[Collected data]
#####

PR #444, opened 2026-08-27
[HAL/AMDGPU] Add fixed masked execution queues

zjgarvey:
## Motivation

libhrx HIP execution contexts need native AMDGPU queues whose execution is confined to caller-selected compute-unit sets. The HAL queue surface has no way to bind one specific physical queue to an exact native CU mask without moving libhrx's mapping and capacity policy into the driver.

## Summary

This change adds an in-tree AMDGPU bridge for querying a physical device's reserved queue range and native mask topology, configuring one selected slot, and returning its exact `iree_hal_queue_t`. An opt-in logical-device option reserves up to 64 additional slots per physical device. The default remains zero, and these slots remain outside ordinary HAL queue enumeration and lookup.

## Design

Each successful slot is bound once to one immutable mask until device teardown; AMDGPU does not choose, share, coalesce, or recycle slots. Before creating a queue, the driver validates the native device and ordinal, complete mask width and tail, nonempty selection, architecture-defined alignment groups, and coverage of every interleaved hardware partition. It then creates the HSA queue, applies the mask before publishing submission resources, and destroys the unpublished queue on failure so the slot can be retried. Exact masking requires native GPU-consumed AQL and IREE-owned ROCr initialization with `HSA_CU_MASK` unset. Permanently reserved queue axes and synchronized epoch, fault-delivery, profiling, and teardown bookkeeping support safe sparse publication.

## Testing

`clang-format` 22.1.3 dry-run and `git diff --check` were clean; AMDGPU Bazel-to-CMake regeneration produced no changes. Seven scoped AMDGPU targets passed on ROCm SDK 7.14.0a20260622 with gfx942. The AMDGPU `//libhrx/...` build passed, along with all 12 common binding tests and all 19 serialized libhrx GPU CTS. Mutation checks showed that removing alignment validation lets a misaligned mask reach queue creation, while inverting the predicate rejects the aligned control; the restored implementation passed both.

### DIFF
--- a/runtime/src/iree/hal/drivers/amdgpu/BUILD.bazel
+++ b/runtime/src/iree/hal/drivers/amdgpu/BUILD.bazel
@@ -147,11 +147,49 @@ iree_runtime_cc_library(
     ],
 )
 
+# CMake has no target visibility equivalent. Define an in-tree interface target
+# directly because iree_cc_library installs every non-test header target.
+iree_cmake_extra_content(
+    content = """
+if(IREE_HAL_DRIVER_AMDGPU)
+add_library(iree_hal_drivers_amdgpu_api_experimental INTERFACE)
+target_sources(iree_hal_drivers_amdgpu_api_experimental
+  INTERFACE
+    "$<BUILD_INTERFACE:${CMAKE_CURRENT_SOURCE_DIR}/api_experimental.h>"
+)
+target_link_libraries(iree_hal_drivers_amdgpu_api_experimental
+  INTERFACE
+    iree::base
+    iree::hal
+)
+iree_add_alias_library(
+  iree::hal::drivers::amdgpu::api_experimental
+  iree_hal_drivers_amdgpu_api_experimental
+)
+endif()
+""",
+    inline = True,
+)
+
+# Restricted experimental declarations are exposed only to in-tree libhrx
+# consumers and remain outside the installed AMDGPU API surface.
+iree_runtime_cc_library(
+    name = "api_experimental",
+    hdrs = ["api_experimental.h"],
+    tags = ["skip-bazel_to_cmake"],
+    visibility = ["//libhrx:__subpackages__"],
+    deps = [
+        "//runtime/src/iree/base",
+        "//runtime/src/iree/hal",
+    ],
+)
+
 iree_runtime_cc_library(
     name = "amdgpu",
     srcs = [
         "allocator.c",
         "allocator.h",
+        "api_experimental.h",
         "aql_atomic.c",
         "aql_atomic.h",
         "aql_block_processor.c",
@@ -601,6 +639,23 @@ iree_runtime_cc_test(
 )
 
 iree_runtime_cc_test(
+    name = "api_experimental_test",
+    srcs = ["api_experimental_test.cc"],
+    deps = [
+        ":amdgpu",
+        ":api_experimental",
+        ":headers",
+        "//runtime/src/iree/base",
+        "//runtime/src/iree/hal",
+        "//runtime/src/iree/hal/cts/util:profile_test_util",
+        "//runtime/src/iree/hal/cts/util:test_base",
+        "//runtime/src/iree/hal/testing:mock_device",
+        "//runtime/src/iree/testing:gtest",
+        "//runtime/src/iree/testing:gtest_main",
+    ],
+)
+
+iree_runtime_cc_test(
     name = "driver_options_test",
     srcs = ["driver_options_test.cc"],
     deps = [
@@ -686,6 +741,7 @@ iree_runtime_cc_test(
     ],
     deps = [
         ":amdgpu",
+        ":api_experimental",
         ":headers",
         "//runtime/src/iree/base",
         "//runtime/src/iree/hal",
--- a/runtime/src/iree/hal/drivers/amdgpu/BUILD.bazel
+++ b/runtime/src/iree/hal/drivers/amdgpu/BUILD.bazel
@@ -649,6 +649,7 @@ iree_runtime_cc_test(
         "//runtime/src/iree/hal",
         "//runtime/src/iree/hal/cts/util:profile_test_util",
         "//runtime/src/iree/hal/cts/util:test_base",
+        "//runtime/src/iree/hal/drivers/amdgpu/util:queue_primitives",
         "//runtime/src/iree/hal/testing:mock_device",
         "//runtime/src/iree/testing:gtest",
         "//runtime/src/iree/testing:gtest_main",
--- a/runtime/src/iree/hal/drivers/amdgpu/CMakeLists.txt
+++ b/runtime/src/iree/hal/drivers/amdgpu/CMakeLists.txt
@@ -186,6 +186,23 @@ iree_cc_library(
 endif()
 
 if(IREE_HAL_DRIVER_AMDGPU)
+add_library(iree_hal_drivers_amdgpu_api_experimental INTERFACE)
+target_sources(iree_hal_drivers_amdgpu_api_experimental
+  INTERFACE
+    "$<BUILD_INTERFACE:${CMAKE_CURRENT_SOURCE_DIR}/api_experimental.h>"
+)
+target_link_libraries(iree_hal_drivers_amdgpu_api_experimental
+  INTERFACE
+    iree::base
+    iree::hal
+)
+iree_add_alias_library(
+  iree::hal::drivers::amdgpu::api_experimental
+  iree_hal_drivers_amdgpu_api_experimental
+)
+endif()
+
+if(IREE_HAL_DRIVER_AMDGPU)
 iree_cc_library(
   NAME
     amdgpu
@@ -194,6 +211,7 @@ iree_cc_library(
   SRCS
     "allocator.c"
     "allocator.h"
+    "api_experimental.h"
     "aql_atomic.c"
     "aql_atomic.h"
     "aql_block_processor.c"
@@ -738,6 +756,32 @@ endif()
 if(IREE_HAL_DRIVER_AMDGPU)
 iree_cc_test(
   NAME
+    api_experimental_test
+  SRCS
+    "api_experimental_test.cc"
+  DEPS
+    ::amdgpu
+    ::api_experimental
+    ::headers
+    iree::base
+    iree::hal
+    iree::hal::cts::util::profile_test_util
+    iree::hal::cts::util::test_base
+    iree::hal::testing::mock_device
+    iree::testing::gtest
+    iree::testing::gtest_main
+  LABELS
+    "iree-build-requirement=runtime.hal.amdgpu"
+    "iree-run-requirement=runtime.resource.amd_gpu"
+    "runtime-resource=amd-gpu"
+  RESOURCE_GROUP
+    iree-hal-drivers-amdgpu-tests
+)
+endif()
+
+if(IREE_HAL_DRIVER_AMDGPU)
+iree_cc_test(
+  NAME
     driver_options_test
   SRCS
     "driver_options_test.cc"
@@ -862,6 +906,7 @@ iree_cc_test(
     "host_queue_command_buffer_test_util.h"
   DEPS
     ::amdgpu
+    ::api_experimental
     ::headers
     iree::base
     iree::hal
--- a/runtime/src/iree/hal/drivers/amdgpu/CMakeLists.txt
+++ b/runtime/src/iree/hal/drivers/amdgpu/CMakeLists.txt
@@ -767,6 +767,7 @@ iree_cc_test(
     iree::hal
     iree::hal::cts::util::profile_test_util
     iree::hal::cts::util::test_base
+    iree::hal::drivers::amdgpu::util::queue_primitives
     iree::hal::testing::mock_device
     iree::testing::gtest
     iree::testing::gtest_main
--- a/runtime/src/iree/hal/drivers/amdgpu/api.h
+++ b/runtime/src/iree/hal/drivers/amdgpu/api.h
@@ -256,6 +256,11 @@ typedef struct iree_hal_amdgpu_logical_device_options_t {
     // metadata such as device-side command-buffer fixup inputs without using
     // the file staging pool.
     uint32_t upload_capacity;
+    // Number of additional fixed physical queues reserved for the restricted
+    // execution-queue compatibility API, up to 64. These queues are absent
+    // from the ordinary provisioned queue inventory and are created only after
+    // a caller binds one immutable execution-unit mask.
+    uint32_t experimental_execution_queue_count;
   } host_queues;
 
   // Per-physical-device queue_read/queue_write file staging policy.
--- a/runtime/src/iree/hal/drivers/amdgpu/api_experimental.h
+++ b/runtime/src/iree/hal/drivers/amdgpu/api_experimental.h
@@ -29,7 +29,8 @@ typedef struct iree_hal_amdgpu_experimental_execution_queue_topology_t {
   iree_host_size_t private_physical_queue_count;
   // Number of native compute units addressable by an HSA queue mask.
   uint32_t native_compute_unit_count;
-  // Required alignment of enabled native CU runs in mask bits.
+  // Native mask group size and alignment in bits. Groups begin at bit zero and
+  // must each be wholly enabled or wholly disabled.
   uint32_t native_compute_unit_mask_alignment;
   // Number of hardware partitions interleaved across native mask bits. Native
   // bit N belongs to partition N modulo this count, and a confining mask must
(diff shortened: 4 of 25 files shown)


benvanik:
it'd be useful to show why you need this (if you have a scratch branch, gist, etc) and how you plan to use it. in general, api.h extensions are not allowed: they are incompatible with replay, remoting, and profiling as well as heterogeneous/multi-device (as frontiers break when you randomly mutate queues). the design is incompatible with the HAL, and it's hard to pick apart the feature requirements from the implementation when the feature requirements are absent :)

we can hack in experimental features, but they will have massive caveats. the goal is not to harden this implementation, then, but to remove as much as possible of it entirely so as to lessen the impact going forward. detailing the requirements would help us do that. for example, the original PR conflated dynamic queues with CU masking, which are independent: dynamic queues are not a HAL concept (HAL models hardware queues) and any virtualization/queue multiplexing needs to happen in libhrx. CU masking is independent and likely needs to be carried as additional data on queue operations, as HAL queues are not FIFO so setting any queue-level state requires flushing incompatible work that the HAL itself does not track, etc.

zjgarvey:
> it'd be useful to show why you need this (if you have a scratch branch, gist, etc) and how you plan to use it. in general, api.h extensions are not allowed: they are incompatible with replay, remoting, and profiling as well as heterogeneous/multi-device (as frontiers break when you randomly mutate queues). the design is incompatible with the HAL, and it's hard to pick apart the feature requirements from the implementation when the feature requirements are absent :)
> 
> we can hack in experimental features, but they will have massive caveats. the goal is not to harden this implementation, then, but to remove as much as possible of it entirely so as to lessen the impact going forward. detailing the requirements would help us do that. for example, the original PR conflated dynamic queues with CU masking, which are independent: dynamic queues are not a HAL concept (HAL models hardware queues) and any virtualization/queue multiplexing needs to happen in libhrx. CU masking is independent and likely needs to be carried as additional data on queue operations, as HAL queues are not FIFO so setting any queue-level state requires flushing incompatible work that the HAL itself does not track, etc.

I'm trying to help Andrew land some of his work to enable cooperative dispatch while he is out. The branches are the ones numbered and labelled under `pr231` in https://github.com/AWoloszyn/hrx-system/branches/active 

The branch dependencies aren't completely linear, but I have a DAG in my notes. I'll upload a few of my personal docs to try and triage these branches and share a link in a moment when I'm done doing a portability pass on the notes.

zjgarvey:
Here is a more portable version of one of my local docs: https://gist.github.com/zjgarvey/a568dd96439af1e71e3c374f2eb97009

benvanik:
thanks! I'll look through the doc - it's a useful dag, but not quite a design spec - more a trail of implementation archeology tidbits. I'll see if I can parse anything out of it. RE the H items: I don't generally care about the HRX stuff and you can land whatever you want there - but I do want to guard hacks from landing in the HAL as HRX then depending on it makes it harder to recover from. If there's urgency (and direct customer requirements) we can add big warning signs (renaming things to experimental/etc) to at least make it clearer they are not supported/ratified parts of the API and subject to breakage/incompatibility - but I'd prefer not to do that unless there's actual need instead of checkboxing.

benvanik (changes requested):
I re-reviewed this with a different landing goal: unblock the HIP execution
context work while treating this implementation as a compatibility island in
the AMDGPU driver we expect to replace. I am not asking this PR to invent the
portable execution-partition abstraction first. The native lease table, exact
mask programming, same-mask sharing, final-release drain/reset, and poisoned
slot behavior are coherent enough for that temporary role.

I would approve this after making that temporary boundary mechanically real:

1. Move every new consumer-facing declaration out of the normal AMDGPU
   `api.h` and into `iree/hal/drivers/amdgpu/api_experimental.h`. This includes
   the opaque lease handle and acquire/release/affinity functions. Give the
   types and functions an `iree_hal_amdgpu_experimental_...` prefix so the
   eventual deletion surface is searchable and they cannot be mistaken for
   supported AMDGPU driver API.

   Put the header in a separate Bazel target with
   `visibility = ["//libhrx:__subpackages__"]`. The existing AMDGPU package has
   public default visibility, so moving the declarations to another header
   without a separate restricted target would not enforce anything. The normal
   `:amdgpu` target can depend on the header target so `logical_device.c`
   compiles against its declaration; libhrx should have the only external
   dependency edge. For CMake, keep the header as a private source of the
   existing AMDGPU target rather than a public/installable `HDRS` entry.

2. Reject non-native devices before the AMDGPU cast. Today acquisition calls
   `iree_hal_amdgpu_logical_device_cast` immediately. Replay recorders and
   remote clients have different vtables, so that is an assertion failure in
   checked builds and an invalid object reinterpretation otherwise. Check the
   resource vtable first and return a loud `FAILED_PRECONDITION` (or similarly
   explicit unsupported status) saying that the experimental API requires a
   native in-process AMDGPU logical device. Add a test that passes a real
   non-AMDGPU or replay-wrapped device and verifies the status instead of a
   crash.

3. Remove the privately allocated device-extension type `2u`. Moving that
   declaration to an experimental header does not contain the collision: the
   value is still interpreted in the globally assigned HAL extension chain.
   Provision the extra slots through an AMDGPU-specific device parameter
   instead. A single parameter such as
   `experimental_execution_queue_count=N` can mean "reserve N additional
   mask-programmable queue slots per physical device"; the driver keeps its
   ordinary queue count and derives/validates total capacity internally.
   Libhrx already calls parameterized `iree_hal_driver_create_device_by_ordinal`
   and can pass this AMDGPU-specific parameter without changing generic HAL
   device creation semantics.

4. Keep one libhrx adapter as the only consumer. Ideally it is its own small
   Bazel target under `libhrx/src/binding/hip/`, and that target alone depends
   on `:api_experimental`. It translates HIP CU masks, owns the lease for the
   stream/execution scope, and returns the private affinity to the existing
   generic streaming machinery. Other libhrx code should not include the
   experimental header. Device initialization only needs to pass the named
   AMDGPU parameter and does not need the header.

5. State the actual contract at the top of the experimental header: native
   in-process AMDGPU devices only; not replayable or remotable; no fallback;
   the returned affinity is valid only while the lease is retained; callers
   stop issuing new work before final release; final release drains outstanding
   work before restoring the default mask. These are constraints of the
   temporary bridge, not generic HAL semantics.

6. Keep follow-on escape hatches in this same quarantine. If cooperative
   dispatch or dispatch-property queries are proven necessary for the HIP path,
   they belong in the same restricted target and behind the same one libhrx
   adapter. They should not add a second hole to normal `api.h`.

This leaves the useful native queue machinery intact and lets the HIP work
move. It also gives the AMDGPU replacement one header, one target, one symbol
prefix, and one libhrx adapter to remove or replace. Once these boundaries are
in place I do not think the portable child-device/execution-partition design
needs to block this PR.

## Concrete build shape

The Bazel shape should be equivalent to:

```python
iree_runtime_cc_library(
    name = "api_experimental",
    hdrs = ["api_experimental.h"],
    deps = [
        "//runtime/src/iree/base",
        "//runtime/src/iree/hal",
    ],
    visibility = ["//libhrx:__subpackages__"],
)

iree_runtime_cc_library(
    name = "amdgpu",
    # Existing sources and public api.h remain here.
    deps = [
        ":api_experimental",
        # Existing dependencies...
    ],
)
```

Same-package access allows `:amdgpu` to depend on the restricted target. The
libhrx adapter explicitly depends on both the implementation and experimental
header target. No umbrella header re-exports `api_experimental.h`.

In CMake, add `api_experimental.h` under the existing AMDGPU target's `SRCS`,
not `HDRS`. The repository CMake rule installs `HDRS`, while a header listed as
a private source remains available to the in-tree libhrx build without being
published as installed AMDGPU API. CMake has no equivalent of Bazel visibility,
so non-installation plus the one dependency/include site is the available
boundary there.

## Suggested experimental header contract

The exact prose can change, but the header should be this explicit:

```c
// Temporary native AMDGPU bridge for libhrx HIP execution contexts.
//
// This API is restricted to in-tree libhrx consumers. It is not a HAL
// extension and is not supported by wrapped, replay, or remote devices. The
// AMDGPU driver replacement is expected to remove this API or replace it with
// a portable execution-partition contract.

typedef struct iree_hal_amdgpu_experimental_execution_queue_t
    iree_hal_amdgpu_experimental_execution_queue_t;

// Acquires an immutable native execution-unit partition. Equal masks may share
// one backend queue. The returned affinity is valid until final release.
IREE_API_EXPORT iree_status_t
iree_hal_amdgpu_experimental_execution_queue_acquire(
    iree_hal_device_t* device,
    iree_hal_queue_affinity_t device_affinity,
    iree_host_size_t mask_bit_count,
    const uint32_t* mask,
    iree_hal_amdgpu_experimental_execution_queue_t** out_execution_queue);

// Drains work already issued to the lease, restores the native queue's default
// mask, and releases the lease. The caller must have stopped issuing new work.
IREE_API_EXPORT void
iree_hal_amdgpu_experimental_execution_queue_release(
    iree_hal_amdgpu_experimental_execution_queue_t* execution_queue);

// Returns the private native affinity associated with |execution_queue|.
IREE_API_EXPORT iree_hal_queue_affinity_t
iree_hal_amdgpu_experimental_execution_queue_affinity(
    const iree_hal_amdgpu_experimental_execution_queue_t* execution_queue);
```

## Suggested safe native-device gate

The exact helper can stay private to `logical_device.c`:

```c
static bool iree_hal_amdgpu_logical_device_isa(
    const iree_hal_device_t* base_device) {
  return iree_hal_resource_is(base_device,
                              &iree_hal_amdgpu_logical_device_vtable);
}

if (IREE_UNLIKELY(!iree_hal_amdgpu_logical_device_isa(base_device))) {
  return iree_make_status(
      IREE_STATUS_FAILED_PRECONDITION,
      "experimental AMDGPU execution queues require a native in-process "
      "AMDGPU logical device; wrapped, replay, and remote devices are "
      "unsupported");
}
```

Only after this check should acquisition use the existing checked cast.

## Verification requested after the reshaping

- Existing native `host_queue_submission_test` cases still pass under ASAN.
- The repeated hardware run remains stable.
- A non-AMDGPU or replay-wrapped device returns the documented unsupported
  status from acquire.
- `git grep api_experimental.h -- ':!runtime/src/iree/hal/drivers/amdgpu/**'`
  finds only the one libhrx adapter include.
- A Bazel reverse-dependency query finds only the adapter target beneath
  `//libhrx/...` consuming `:api_experimental`.
- Neither the normal AMDGPU `api.h` nor an umbrella header exposes the symbols.

benvanik (changes requested):
# PR 444 follow-up draft after `e8f6b11ca`

The experimental consumer boundary is now in the right place, but
`amdgpu_testonly` is an unacceptable runtime/HAL testing pattern and a blocking
design issue independent of the lease implementation's line-level correctness.

I understand the reasoning that led here: fail production closed when the ROCr
contract is uncertain, retain a way to exercise the implementation, and prove
that way cannot escape into shipped artifacts. The problem is that compiling a
different constructor into a separately configured driver changes the subject
under test. The production driver rejects this feature before construction;
the tests compile another driver in which that rejection is absent. Passing
those tests is not evidence that the shipped path works. The artifact scans,
negative link probes, install-manifest checks, and symbol checks only prove that
the tested implementation is unreachable by users.

That inversion cannot become precedent in `runtime/`. Tests exercise the
production implementation and its production contracts. A missing runtime or
hardware capability belongs in the test platform requirements, with a focused
availability failure on unsupported deployments. It must not be solved by
compiling a parallel implementation whose only consumer is the test suite.
The second build also doubles the configuration surface of a driver whose
lifetime and concurrency behavior are already difficult to reason about; every
future source change would have to remain correct under a production mode and a
test-only semantic mode.

Please remove `amdgpu_testonly` and all machinery that exists to construct,
link, inspect, or prove isolation of that alternate driver. This is a required
redesign, not optional cleanup. I do not want more effort spent hardening or
documenting the isolation boundary.

We also do not need ROCm 7.2 compatibility for this feature. Production support
should be defined against the modern ROCr version the product will require,
and the production path should be exercised directly on that runtime.

Please rebase onto current `main` and reduce this before another review:

1. Require the modern ROCr contract needed by execution queues. Audit or repair
   ROCr's exact-mask set/readback behavior there; do not emulate support for an
   old runtime in HAL.
2. Delete the separately compiled `amdgpu_testonly` driver, conditional
   constructor semantics, test-only logical-device constructor and harness,
   production/test artifact scanners, negative link probes, install-manifest
   checks, and the build graph needed only to prove those test-only symbols do
   not escape.
3. Exercise the actual production constructor and experimental API on the
   required ROCr. If the runtime contract is unavailable, the feature may fail
   availability cleanly, but we should not merge an otherwise unreachable
   implementation and call the HIP requirement unblocked.
4. Keep the useful containment changes: restricted `api_experimental.h`,
   experimental symbol names, exact-native-device gate, AMDGPU device
   parameter, non-installation, and one downstream libhrx adapter.

There is also a larger scope question in the new accepted-work generation
tracker. The original product requirement is masked execution contexts, not a
general reusable native-lane scheduler. A much smaller temporary contract can
avoid reprogramming a lane after final release:

- configure a specialized lane once for one exact mask;
- share it across simultaneous acquisitions of the same mask;
- remove its affinity from admission after the last release;
- retain the dormant lane for later reacquisition of the same mask;
- reclaim it only during ordinary device teardown;
- return resource exhaustion when the configured distinct-mask capacity is
  consumed.

That contract trades arbitrary distinct-mask churn for a dramatically smaller
and safer compatibility island. It does not need to reset a CU mask while the
device is live, so it does not need lease-generation ownership threaded through
pending operations, replay continuations, file work, staging work, and every
other asynchronous host-queue path merely to prove reset safety.

If arbitrary mask churn and cross-mask slot reuse are actual customer
requirements, state them explicitly with the expected context lifetime and
concurrency. Then we can judge the scheduler/lifetime machinery as its own
feature. They should not be silently presumed into A2 while this branch chain
is already under review pressure.

The intended landing shape is a deliberately limited HIP bridge that can be
deleted during the AMDGPU refactor, not a second queue-lifetime subsystem and a
parallel test build of the driver.

benvanik:
I need to correct one term from my earlier review: "native-lane scheduler" was
too loose. This patch does not add an operation-level scheduler that
load-balances or time-slices submitted work. It does, however, add a HAL-owned
queue virtualization and assignment policy, and that is also outside the
boundary we need here.

The proposed acquire API accepts a physical-device affinity plus a CU mask, not
an exact physical queue. The implementation then:

- searches the hidden specialized queue slots and selects the first available
  slot;
- coalesces equal-mask acquisitions onto one physical HSA queue;
- dynamically publishes that queue's private affinity for the lease lifetime;
- closes and drains or cancels accepted work on final release; and
- resets the CU mask and returns the physical slot so a later acquisition can
  repurpose it for an unrelated mask.

That is queue placement, sharing, and recycling policy. libhrx may own the
virtual streams, but this change makes the AMDGPU HAL decide how those logical
execution scopes map onto physical queues. The generation-tagged accepted-work
tracker threaded through every asynchronous work form is machinery required by
that reusable lease policy; it is not required merely to expose native CU-mask
programming.

The hard boundary is that HAL represents hardware queues. It does not multiplex
logical streams onto them and does not choose, share, or recycle hardware
queues on behalf of a higher-level runtime. The current AMDGPU queue model is
being replaced, so this compatibility change must be the minimum removable
native hook. It must not add interim queue algorithms or a second lifetime
model that the replacement then has to preserve or unwind.

My earlier suggestion to retain a dormant specialized queue keyed by mask was
therefore still too much HAL policy; please treat that part of the review as
withdrawn. The reduction I am asking for is:

- keep only the AMDGPU-native mechanics needed to provision a fixed physical
  queue and program an immutable mask on an exact, caller-selected queue
  identity;
- remove the mask-keyed registry, equal-mask coalescing, first-free selection,
  cross-mask slot recycling, and the generation/accepted-work lease subsystem;
- keep fixed physical queues as fixed physical queues with stable identities;
  if a temporary containment rule is needed, bind the mask for the physical
  queue's lifetime rather than inventing a reusable lease lifecycle; and
- make libhrx own virtual execution contexts and all mapping, sharing,
  exhaustion, and reuse policy. It may explicitly choose among provisioned
  physical queues, but HAL must not choose for it.

This is separate from the `amdgpu_testonly` blocker. Both need to be removed in
the reduction/rebase. Please also avoid using this PR to anticipate or ratify
the replacement queue API; the point of the experimental compatibility island
is that it can be deleted, not that it becomes the seed of another HAL queue
abstraction.

benvanik:
Zach, I found and reviewed
`users/zjgarvey/handoff/pr444-native-2026-08-31` at
`44fb26f2850f720ecea67ba89bcd491dc05bfb78`. This is the right reduction and
resolves the architectural objection in the current review. Thank you for
carrying the redesign through to a substantially smaller ownership boundary.

The important shape is now explicit:

- private slots are fixed physical queue ordinals reserved at device creation;
- the caller selects the exact physical queue, while HAL does not search,
  coalesce equal masks, lease, share, or recycle slots;
- the native mask is applied before the queue is published and remains
  immutable for that slot;
- ordinary `ANY` routing excludes the private range;
- libhrx owns mapping, sharing, exhaustion, and reuse policy; and
- the restricted exact-native API fails closed for wrappers/remoting/replay and
  defaults to no additional queues.

That is the removable compatibility island we were asking for. I would review
this as the replacement implementation rather than asking for more repair work
on the lease-based head currently attached to #444.

I see one concrete correctness item to fix before final approval:
`native_compute_unit_mask_alignment` reports a required two-CU grouping on
gfx10/gfx11/gfx12, but `execution_queue_configure` does not currently validate
that the supplied mask honors that grouping. Exact confinement cannot depend on
ROCr reporting a reduced/rounded mask, since this branch correctly treats that
status as unreliable. Please reject misaligned groups before creating the
queue.

Please either update #444 to this implementation or open a replacement PR and
link it here so it gets the normal checks and line review. The design direction
itself is no longer blocking.

zjgarvey:
Thanks, Ben. 

I'm implementing a fix for the correctness issue you mentioned and will push the handoff branch here. 

@AWoloszyn let me know if you are doing anything with the amdgpu-02 work right now which might collide with this.

AWoloszyn:
No concerns on my end,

#####

● Exercise goal
Every line in the records that holds the word "explicitly" should be copied into the answer.

● Answer for the task
libhrx adapter explicitly depends on both the implementation and experimental
requirements, state them explicitly with the expected context lifetime and
  exhaustion, and reuse policy. It may explicitly choose among provisioned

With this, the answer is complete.